The Snowplow pipeline consists (primarily) of the following stages:

  1. A public facing load balancer that listens on port 443 with a valid SSL certificate.
  2. A Snowplow collector application. These nodes receive traffic via the load balancer and log raw (unprocessed) events to the stream service.
  3. A stream service (AWS Kinesis). This consists of several streams to buffer events for collection, enriching and writing to disk.
  4. A Snowplow enricher application to enrich the data. These nodes pick up raw events from the stream service, enrich the events, and put them back into another stream. There are enrichments that are configured to specify what additional data is added to the events.
  5. A data store to house enriched data (AWS S3).
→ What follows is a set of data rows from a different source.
PR #408, opened 2021-01-26
Add OpenSSH Certificate format

N6UDP:
This adds support for the OpenSSH certificate format described [here](https://cvsweb.openbsd.org/src/usr.bin/ssh/PROTOCOL.certkeys?annotate=HEAD).

### DIFF
--- a/security/ssh_certificate.ksy
+++ b/security/ssh_certificate.ksy
@@ -1,0 +1,118 @@
+meta:
+  id: ssh_certificate
+  title: OpenSSH Certificate
+  license: CC0-1.0
+  endian: be
+  imports:
+    - /security/ssh_public_key
+doc: |
+  OpenSSH Certificates are simple certs used by OpenSSH.
+doc-ref: 'https://cvsweb.openbsd.org/src/usr.bin/ssh/PROTOCOL.certkeys?annotate=HEAD'
+seq:
+  - id: cert_name
+    type: ssh_public_key::cstring
+  - id: body
+    type:
+      switch-on: cert_name.value
+      cases:
+        '"ssh-rsa-cert-v01@openssh.com"': cert_rsa
+        '"ssh-dss-cert-v01@openssh.com"': cert_dss
+        '"ecdsa-sha2-nistp256-cert-v01@openssh.com"': cert_ecdsa
+        '"ecdsa-sha2-nistp384-cert-v01@openssh.com"': cert_ecdsa
+        '"ecdsa-sha2-nistp521-cert-v01@openssh.com"': cert_ecdsa
+        '"ssh-ed25519-cert-v01@openssh.com"': cert_ed25519
+types:
+  cert_rsa:
+    doc-ref: 'https://tools.ietf.org/html/rfc4253#section-6.6'
+    seq:
+      - id: nonce
+        type: ssh_public_key::cstring
+      - id: rsa
+        type: ssh_public_key::key_rsa
+      - id: footer
+        type: cert_footer
+  cert_dss:
+    seq:
+      - id: nonce
+        type: ssh_public_key::cstring
+      - id: dsa
+        type: ssh_public_key::key_dsa
+      - id: footer
+        type: cert_footer
+  cert_ecdsa:
+    seq:
+      - id: nonce
+        type: ssh_public_key::cstring
+      - id: ecdsa
+        type: ssh_public_key::key_ecdsa
+      - id: footer
+        type: cert_footer
+  cert_ed25519:
+    seq:
+      - id: nonce
+        type: ssh_public_key::cstring
+      - id: ed25519
+        type: ssh_public_key::key_ed25519
+      - id: footer
+        type: cert_footer
+  cert_footer:
+    seq:
+      - id: serial
+        type: u8
+      - id: type
+        type: u4
+      - id: key_id
+        type: ssh_public_key::cstring
+      - id: validprincipals
+        type: packed_cstring
+      - id: valid_after
+        type: u8
+      - id: valid_before
+        type: u8
+      - id: critical_options
+        type: packed_cstring_tuple
+      - id: extensions
+        type: packed_cstring_tuple
+      - id: reserved
+        type: ssh_public_key::cstring
+      - id: signature_key
+        type: cstring_sshkey
+      - id: signature
+        type: packed_cstring_tuple
+  packed_cstring:
+    seq:
+      - id: len
+        type: u4
+      - id: packed_strings
+        type: cstrings
+        size: len
+  packed_cstring_tuple:
+    seq:
+      - id: len
+        type: u4
+      - id: packed_strings
+        type: cstring_tuples
+        size: len
+  cstrings:
+    seq:
+      - id: strings
+        type: ssh_public_key::cstring
+        repeat: eos
+  cstring_tuples:
+    seq:
+      - id: strings
+        type: cstring_tuple
+        repeat: eos
+  cstring_tuple:
+    seq:
+      - id: name
+        type: ssh_public_key::cstring
+      - id: data
+        type: ssh_public_key::cstring
+  cstring_sshkey:
+    seq:
+      - id: len
+        type: u4
+      - id: value
+        type: ssh_public_key
+


security/ssh_certificate.ksy
```diff
@@ -0,0 +1,118 @@
...
+        type: cert_footer
+  cert_footer:
+    seq:
+      - id: serial
+        type: u8
+      - id: type
+        type: u4
+      - id: key_id
+        type: ssh_public_key::cstring
+      - id: validprincipals
```
generalmimon, line 66:
```suggestion
      - id: valid_principals
```

security/ssh_certificate.ksy
```diff
@@ -0,0 +1,118 @@
...
+        type: packed_cstring
+      - id: valid_after
+        type: u8
+      - id: valid_before
+        type: u8
```
generalmimon, line 71: Are these UNIX timestamps or what datetime format do they use?

Also, it seems that if it's valid _forever_, then the `valid_before` is set to `0xffff_ffff_ffff_ffff`, so you could mention this special value here.

security/ssh_certificate.ksy
```diff
@@ -0,0 +1,118 @@
...
+        '"ecdsa-sha2-nistp256-cert-v01@openssh.com"': cert_ecdsa
+        '"ecdsa-sha2-nistp384-cert-v01@openssh.com"': cert_ecdsa
+        '"ecdsa-sha2-nistp521-cert-v01@openssh.com"': cert_ecdsa
+        '"ssh-ed25519-cert-v01@openssh.com"': cert_ed25519
+types:
+  cert_rsa:
+    doc-ref: 'https://tools.ietf.org/html/rfc4253#section-6.6'
+    seq:
+      - id: nonce
+        type: ssh_public_key::cstring
```
generalmimon, line 29: I don't think that `nonce` is an ASCII string (see [`security/ssh_public_key.ksy:84`](https://github.com/kaitai-io/kaitai_struct_formats/blob/7f3ecee038ae4aa14da7d9a80d8abfd4080c9b59/security/ssh_public_key.ksy#L84)).

When I generate a test file with these commands:

```shell
ssh-keygen -t rsa -f ./id_rsa -N ""
ssh-keygen -s ./id_rsa -I "AcmeCorporation" ./id_rsa.pub
cat ./id_rsa-cert.pub | cut -f2 -d ' ' | openssl base64 -d -A > id_rsa-cert_base64-decoded.bin
```

it seems that this `nonce` is just an array of random bytes, so it should be treated that way. Interpreting it as a string with encoding is useless. Note that the `ASCII` encoding used isn't even guaranteed to properly handle byte values 128-255.

security/ssh_certificate.ksy
```diff
@@ -0,0 +1,118 @@
...
+    seq:
+      - id: strings
+        type: cstring_tuple
+        repeat: eos
+  cstring_tuple:
+    seq:
+      - id: name
+        type: ssh_public_key::cstring
+      - id: data
+        type: ssh_public_key::cstring
```
generalmimon, line 111: Again, this doesn't look like an `ASCII` string. Especially in `signature`:

https://github.com/kaitai-io/kaitai_struct_formats/blob/676b472237de2d421671cbde6ac9226d4dd0ecd0/security/ssh_certificate.ksy#L80-L81


for my test file generated by the commands above, there is a `cstring_tuple` with name "rsa-sha2-512", which contains 384 random bytes in `data` (I don't quite understand why it has a byte length of 384 and not 64 when it claims to be SHA-512, but that doesn't matter - it's clearly not an ASCII string).

generalmimon (changes requested):

generalmimon:
@N6UDP And yeah, for your own convenience, remember a rule of thumb when making pull requests from your fork repository: **never commit directly on `master` of your fork**. Create a topic branch for every PR you create. See https://contribute.jquery.org/commits-and-pull-requests/#never-commit-on-master:

security/ssh_certificate.ksy
N6UDP: Yes, you are correct, I had moved to using the imported type without noticing that.. for reference the RFC text is as follows re: openssh "strings".
```
   string

      Arbitrary length binary string.  Strings are allowed to contain
      arbitrary binary data, including null characters and 8-bit
      characters.  They are stored as a uint32 containing its length
      (number of bytes that follow) and zero (= empty string) or more
      bytes that are the value of the string.  Terminating null
      characters are not used.

      Strings are also used to store text.  In that case, US-ASCII is
      used for internal names, and ISO-10646 UTF-8 for text that might
      be displayed to the user.  The terminating null character SHOULD
      NOT normally be stored in the string.  For example: the US-ASCII
      string "testing" is represented as 00 00 00 07 t e s t i n g.  The
      UTF-8 mapping does not alter the encoding of US-ASCII characters.
```
I will add a non-ASCII type for use here for the fields that don't actually store strings.

security/ssh_certificate.ksy
N6UDP: Yeah the format of the actual signature is in another openssh RFC; it differs by algorithm for both the signature itself and the hash; It would be a nice todo to actually parse it out so folks could verify using their crypto library of choice but for now I'll just make it a byte array.

N6UDP: (btw the byte length is due to length of the RSA key - e.g. 384*8 = 3072 which should be equal to keylength)

N6UDP:
@generalmimon yeah I was being bad/lazy; I plan to either reset + force push the squashed changes to my fork or just delete it when done ;)  Anyway I think I addressed all your comments, let me know if there are other things you see :)

security/ssh_certificate.ksy
```diff
@@ -0,0 +1,196 @@
...
+          critical options is a set of zero or more key options encoded as
+          below. All such options are "critical" in the sense that an implementation
+          must refuse to authorise a key that has an unrecognised option.
+
+          Generally, critical options are used to control features that restrict
+          access where extensions are used to enable features that grant access.
+          This ensures that certificates containing unknown restrictions do not
+          inadvertently grant access while allowing new protocol features to be
+          enabled via extensions without breaking certificates' backwards
+          compatibility.
```
generalmimon, line 98: I find this too verbose and confused. If you found time to shorten it and make it clearer, it would be great.

security/ssh_certificate.ksy
```diff
@@ -0,0 +1,196 @@
+meta:
+  id: ssh_certificate
+  title: OpenSSH Certificate
+  license: CC0-1.0
+  endian: be
+  imports:
+    - /security/ssh_public_key
```
generalmimon, line 7: `imports` should be above `endian` (https://doc.kaitai.io/ksy_style_guide.html#meta), but that's just a nitpick:

```suggestion
  imports:
    - /security/ssh_public_key
  endian: be
```

security/ssh_certificate.ksy
```diff
@@ -0,0 +1,196 @@
...
+      - id: valid_after
+        doc: Unix timestamp (seconds since 1970-01-01 00:00:00)
+        type: u8
+      - id: valid_before
+        doc: | 
+          Unix timestamp (seconds since 1970-01-01 00:00:00)
+          When "forever" is requested this is set to 0xFFFF_FFFF_FFFF_FFFF
+        type: u8
+      - id: critical_options
+        doc: |
```
generalmimon, line 88:
```suggestion
        doc: |
          Unix timestamp (seconds since 1970-01-01 00:00:00)
          When "forever" is requested this is set to 0xFFFF_FFFF_FFFF_FFFF
        type: u8
      - id: critical_options
        doc: |
```

There is some trailing whitespace here (and 4 other similar lines). It's recommended to set up your editor to honor the [project `.editorconfig`](https://github.com/kaitai-io/kaitai_struct_formats/blob/1eae5145325bb992e20dae838dd68d04814dda46/.editorconfig#L8) (for example, there is a plugin [_EditorConfig for VS Code_](https://marketplace.visualstudio.com/items?itemName=EditorConfig.EditorConfig)).

security/ssh_certificate.ksy
```diff
@@ -0,0 +1,196 @@
...
+        size: len
+  cstring_utf8:
+    doc: variant of cstring_bytes that decodes to UTF-8
+    seq:
+    - id: len
+      type: u4
+    - id: value
+      type: str
+      encoding: UTF-8
+      size: len
```
generalmimon, line 196:
```suggestion
    seq:
      - id: len
        type: u4
      - id: value
        type: str
        encoding: UTF-8
        size: len
```

See [KSY Style Guide > 1. General formatting](https://doc.kaitai.io/ksy_style_guide.html#general):

>
> <table>
> <thead>
> <tr>
> <th align=left>Good</th>
> <th align=left>Bad</th>
> </tr>
> </thead>
> <tbody>
> <tr>
> <td>
> 
> ```yaml
> imports:
>   - foo
>   - bar
>
> ```
>
> </td>
> <td>
> 
> ```yaml
> imports:
> - foo
> - bar
>
> ```
>
> </td>
> </tr>
> </tbody>
> </table>

security/ssh_certificate.ksy
```diff
@@ -0,0 +1,196 @@
...
+      (number of bytes that follow) and zero (= empty string) or more
+      bytes that are the value of the string.  Terminating null
+      characters are not used.
+
+      Strings are also used to store text.  In that case, US-ASCII is
+      used for internal names, and ISO-10646 UTF-8 for text that might
+      be displayed to the user.  The terminating null character SHOULD
+      NOT normally be stored in the string.  For example: the US-ASCII
+      string "testing" is represented as 00 00 00 07 t e s t i n g.  The
+      UTF-8 mapping does not alter the encoding of US-ASCII characters.
```
generalmimon, line 182: Are the double spaces intentional?

```suggestion
    doc: |
      Arbitrary length binary string. Strings are allowed to contain
      arbitrary binary data, including null characters and 8-bit
      characters. They are stored as a uint32 containing its length
      (number of bytes that follow) and zero (= empty string) or more
      bytes that are the value of the string. Terminating null
      characters are not used.

      Strings are also used to store text. In that case, US-ASCII is
      used for internal names, and ISO-10646 UTF-8 for text that might
      be displayed to the user. The terminating null character SHOULD
      NOT normally be stored in the string. For example: the US-ASCII
      string "testing" is represented as 00 00 00 07 t e s t i n g. The
      UTF-8 mapping does not alter the encoding of US-ASCII characters.
```

security/ssh_certificate.ksy
```diff
@@ -0,0 +1,196 @@
...
+      cert_type:
+        1: user
+        2: host
+  packed_cstring:
+    seq:
+      - id: len
+        type: u4
+      - id: packed_strings
+        type: cstrings
+        size: len
```
generalmimon, line 137: Strictly speaking, `size` should be above `type` (https://doc.kaitai.io/ksy_style_guide.html#seq-attr):

```suggestion
      - id: packed_strings
        size: len
        type: cstrings
```

Also, consider renaming all `len` properties to `len_{FIELD}`, where `{FIELD}` is the identifier of a field that is delimited by the `len` size (e.g. `len` -> `len_packed_strings`, `len_value`, etc.). See https://doc.kaitai.io/ksy_style_guide.html#attr-id:

> * For fields that designate **size** of some particular data structure (in bytes or some other fixed units), use `len_` prefix and name of that data structure — i.e. `len_block` (length of a single block entry), `len_blocks` (total length of whole `blocks` array, made of `block` entries).

generalmimon (changes requested):

security/ssh_certificate.ksy
```diff
@@ -0,0 +1,196 @@
...
+      - id: valid_before
+        doc: | 
+          Unix timestamp (seconds since 1970-01-01 00:00:00)
+          When "forever" is requested this is set to 0xFFFF_FFFF_FFFF_FFFF
+        type: u8
+      - id: critical_options
+        doc: | 
+          critical options is a set of zero or more key options encoded as
+          below. All such options are "critical" in the sense that an implementation
+          must refuse to authorise a key that has an unrecognised option.
```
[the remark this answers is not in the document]
N6UDP: Removed the reference to below

security/ssh_certificate.ksy
N6UDP: I'll admit to having done the entire initial go of this in the Kaitai web IDE and the copy/pastaing it to github ;) - I'll go clone and validate that the format and other style guidelines you've called out look to be in order.

security/ssh_certificate.ksy
N6UDP: was straight from the openbsd spec

N6UDP:
@generalmimon pretty sure I've addressed all the concerns, let me know if I missed anything.

security/ssh_certificate.ksy
```diff
@@ -0,0 +1,159 @@
...
+      - id: name
+        type: cstring_utf8
+      - id: data
+        type: cstring_bytes
+  cstring_sshkey:
+    seq:
+      - id: len_cstring_sshkey
+        type: u4
+      - id: value
+        type: ssh_public_key
```
generalmimon, line 129: I'd go just for `len_value`:

```suggestion
      - id: len_value
        type: u4
      - id: value
        type: ssh_public_key
```

You don't need to specify that it relates to the `cstring_sshkey`, that's the name of the enclosing type.

security/ssh_certificate.ksy
```diff
@@ -0,0 +1,159 @@
...
+  imports:
+    - /security/ssh_public_key
+  endian: be
+doc: |
+  OpenSSH Certificates are simple certs used by OpenSSH.
+doc-ref: 'https://cvsweb.openbsd.org/cgi-bin/cvsweb/~checkout~/src/usr.bin/ssh/PROTOCOL.certkeys?rev=1.17&content-type=text/plain'
+seq:
+  - id: cert_type
+    doc: type of ssh certificate
+    type: cstring_utf8
```
generalmimon, line 14: For all `seq`uence attributes and `instances`, the `doc` key should go **below** all other keys, see https://doc.kaitai.io/ksy_style_guide.html#seq-attr.

security/ssh_certificate.ksy
```diff
@@ -0,0 +1,159 @@
...
+      string "testing" is represented as 00 00 00 07 t e s t i n g. The
+      UTF-8 mapping does not alter the encoding of US-ASCII characters.
+    seq:
+      - id: len_cstring_bytes
+        type: u4
+      - id: value
+        size: len_cstring_bytes
+  cstring_utf8:
+    doc: variant of cstring_bytes that decodes to UTF-8
+    seq:
```
generalmimon, line 153: This improves usability in the [Web IDE](https://ide.kaitai.io/), because you don't have to expand the type to see what's inside:

```suggestion
    -webide-representation: '{value}'
    seq:
```

N6UDP:
@generalmimon ksylint now passes with the exception of the case block which it just thinks is invalid according to the schema.

security/ssh_certificate.ksy
```diff
@@ -143,19 +142,20 @@ types:
...
       string "testing" is represented as 00 00 00 07 t e s t i n g. The
       UTF-8 mapping does not alter the encoding of US-ASCII characters.
-    -webide-representation: '{len_value:dec} bytes'
+    doc-ref: 'https://tools.ietf.org/html/rfc4251#section-5'
     seq:
       - id: len_value
         type: u4
       - id: value
         size: len_value
+    -webide-representation: '{len_value:dec} bytes'
```
generalmimon, line 151: I don't know what ksylint said, but I personally think that it makes sense to put the `-webide-representation` at the top of the type definition, i.e. below `doc` and `doc-ref`, but above `seq` and `instances`. On top of that, it usually makes sense to stick to the [order in the style guide](https://doc.kaitai.io/ksy_style_guide.html#type):

> ## 2. Order of sections in a type spec
> 
> Use the following order of sections:
> 
> - `meta`, if present, MUST go first
> 
> - `doc`
> 
> - `doc-ref`
> 
> - `seq`
> 
> - `instances`, `types`, `enums` — use one’s best judgement to order these 3 to maximize readability

generalmimon (changes requested):

security/ssh_certificate.ksy
```diff
@@ -0,0 +1,161 @@
...
+      - id: strings
+        type: cstring_utf8
+        repeat: eos
+  cstring_tuples:
+    seq:
+      - id: strings
+        type: cstring_tuple
+        repeat: eos
+  cstring_tuple:
+    seq:
```
generalmimon, line 119:
```suggestion
  cstring_tuple:
    -webide-representation: '{name}: {data}'
    seq:
```

After this change, you'll be able to see inside the options without needing to expand them, which is a nice improvement I think:

image

security/ssh_certificate.ksy
```diff
@@ -0,0 +1,162 @@
...
+        type: cstring_tuples
+        size: len_packed_strings
+  cstrings:
+    seq:
+      - id: strings
+        type: cstring_utf8
+        repeat: eos
+  cstring_tuples:
+    seq:
+      - id: strings
```
generalmimon, line 115: Shouldn't it be

```suggestion
      - id: tuples
```

...?

security/ssh_certificate.ksy
```diff
@@ -0,0 +1,162 @@
...
+        1: user
+        2: host
+  packed_cstring:
+    seq:
+      - id: len_packed_strings
+        type: u4
+      - id: packed_strings
+        size: len_packed_strings
+        type: cstrings
+  packed_cstring_tuple:
```
generalmimon, line 101: Maybe

```suggestion
  packed_cstring_tuples:
```

...?

security/ssh_certificate.ksy
```diff
@@ -0,0 +1,162 @@
...
+    seq:
+      - id: len_packed_strings
+        type: u4
+      - id: packed_strings
+        type: cstring_tuples
+        size: len_packed_strings
```
generalmimon, line 107: What about just

```suggestion
      - id: len_tuples
        type: u4
      - id: tuples
        type: cstring_tuples
        size: len_tuples
```

...? In other words, does the adjective **"packed"** give any information about the meaning of the value?

security/ssh_certificate.ksy
```diff
@@ -0,0 +1,162 @@
...
+          cases:
+            '"ssh-rsa-cert-v01@openssh.com"': ssh_public_key::key_rsa
+            '"ssh-dss-cert-v01@openssh.com"': ssh_public_key::key_dsa
+            '"ecdsa-sha2-nistp256-cert-v01@openssh.com"': ssh_public_key::key_ecdsa
+            '"ecdsa-sha2-nistp384-cert-v01@openssh.com"': ssh_public_key::key_ecdsa
+            '"ecdsa-sha2-nistp521-cert-v01@openssh.com"': ssh_public_key::key_ecdsa
+            '"ssh-ed25519-cert-v01@openssh.com"': ssh_public_key::key_ed25519
+      - id: serial
+        type: u8
+        doc: optional serial number; if zero the CA doesn't use serial numbers
```
generalmimon, line 35:
```suggestion
        doc: optional serial number; if zero, the CA doesn't use serial numbers
```

generalmimon (changes requested):

security/ssh_certificate.ksy
```diff
@@ -0,0 +1,162 @@
...
+      cert_type:
+        1: user
+        2: host
+  packed_cstring:
+    seq:
+      - id: len_packed_strings
+        type: u4
+      - id: packed_strings
+        size: len_packed_strings
+        type: cstrings
```
generalmimon, line 100: Same issue as https://github.com/kaitai-io/kaitai_struct_formats/pull/408#discussion_r591460340

security/ssh_certificate.ksy
N6UDP: Yeah I suppose, all the tuples and all the packed things are just nested "cstring"s

generalmimon (changes requested):

security/ssh_certificate.ksy
```diff
@@ -0,0 +1,162 @@
...
+          They are considered "critical" as implementations must refuse
+          to authorize a certificate that has unrecognized options. This
+          prevents an unknown restriction in the certificate from failing to
+          be applied.
+      - id: extensions
+        type: packed_cstring_tuples
+        doc: |
+          Contains zero or more optional extensions. These extensions
+          are not critical, and an implementation that encounters one
+          that it does not recognize may safely ignore it.
```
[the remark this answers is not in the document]
N6UDP: While I believe you are correct that all existing extensions / critical options are currently UTF8 strings the spec allows them to be "string" byte arrays as well.  It's possible that both future official extensions and existing non-openssh official extensions today use non-UTF8 string formats.  I'm inclined to leave parsing of them up to the calling implementation.. but if there's some easy way to get the raw bytes in addition to the string I am open to parsing them for convivence.  As for the signature field it varies as you noted by signature type and I didn't want to put the time into figuring out the format for all of them.  They likely should be parsed in their own ksy file as the signature format is used for those algorithms across various openssh protocols (ssh-agent, authentication, certificate signing, etc)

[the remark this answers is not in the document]
generalmimon: > While I believe you are correct that all existing extensions / critical options are currently UTF8 strings the spec allows them to be "string" byte arrays as well. It's possible that both future official extensions and existing non-openssh official extensions today use non-UTF8 string formats.

Ok, then let's go with `cstring_bytes` (instead `cstring_utf8`).

> As for the signature field it varies as you noted by signature type and I didn't want to put the time into figuring out the format for all of them. They likely should be parsed in their own ksy file as the signature format is used for those algorithms across various openssh protocols (ssh-agent, authentication, certificate signing, etc)

Yeah, that sounds reasonable. The signature formats are defined in different specifications depending the algorithm ([`PROTOCOL.certkeys:217-220`](https://github.com/openssh/openssh-portable/blob/2421a567a8862fe5102a4e7d60003ebffd1313dd/PROTOCOL.certkeys#L217-L220)):

> Signatures are computed and encoded according to the rules defined for the CA's public key algorithm (RFC4253 section 6.6 for ssh-rsa and ssh-dss, RFC5656 for the ECDSA types), and draft-josefsson-eddsa-ed25519-03 for Ed25519.

so they're quite out of scope of the `ssh_certificate.ksy` spec, and their parsing should be done in their own specs anyway, as you say.

N6UDP:
@generalmimon made some changes to make that parsing work; not sure I love the implementation or the naming but it does parse out better / display in the webui

generalmimon (changes requested):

AWS Kinesis Firehose is used to transcribe events to an S3 bucket.

Snowplow's own documentation lives in their primary repo.

Notes from discussion and considerations:

Future considerations that may be added later:

  1. A move to Google Cloud Provider to consolidate into a single cloud provider.
  2. Logging is local right now and may be improved.
  3. Better health checks to replace failing nodes quickly.
  4. Better monitoring and alerting.

Assumptions

  1. The Snowplow product primarily supports AWS services and the consumer of the data is already familiar with accessing the data via S3. For these reasons we should build the Snowplow pipeline in AWS. As GCP support grows in the Snowplow product, this should be reconsidered.
  2. We would most likely use Terraform to manage the infrastructure. It could exist as it's own project or environment in order to prevent changes causing problems or interference with gitlab.com production. https://gitlab.com/gitlab-com/gitlab-com-infrastructure

Implementation Considerations

Testing

Since this is a new set of systems, we can test it before we begin to use it. Ideally we could attempt send live events to both the old and new Snowplow collectors and verify we see working collection and enrichment.

GitLab.com and Self-managed

Both GitLab.com and self-managed installs could ship events to the collector for Snowplow.

Operational Considerations

Automation

Deploying and managing the infrastructure is automated using Terraform in a new environment in the current terraform repository.

EC2 and Auto-Scaling Groups will allow the scaling of nodes to meet capacity demands.

Monitoring

Metrics for basic operation are required for troubleshooting and alerting. A CloudWatch exporter will provide metrics for the Snowplow infrastructure to be alerted on and graphed. Since this could be leveraged in the future to reference other AWS infrastructure, this should probably reside in GCP and not be an integral part of the Snowplow environment. This exporter should be capable of referencing CloudWatch metrics via the AWS API so it can live in GCP near our prometheus systems.

An external monitor of the collector port would also be a good idea.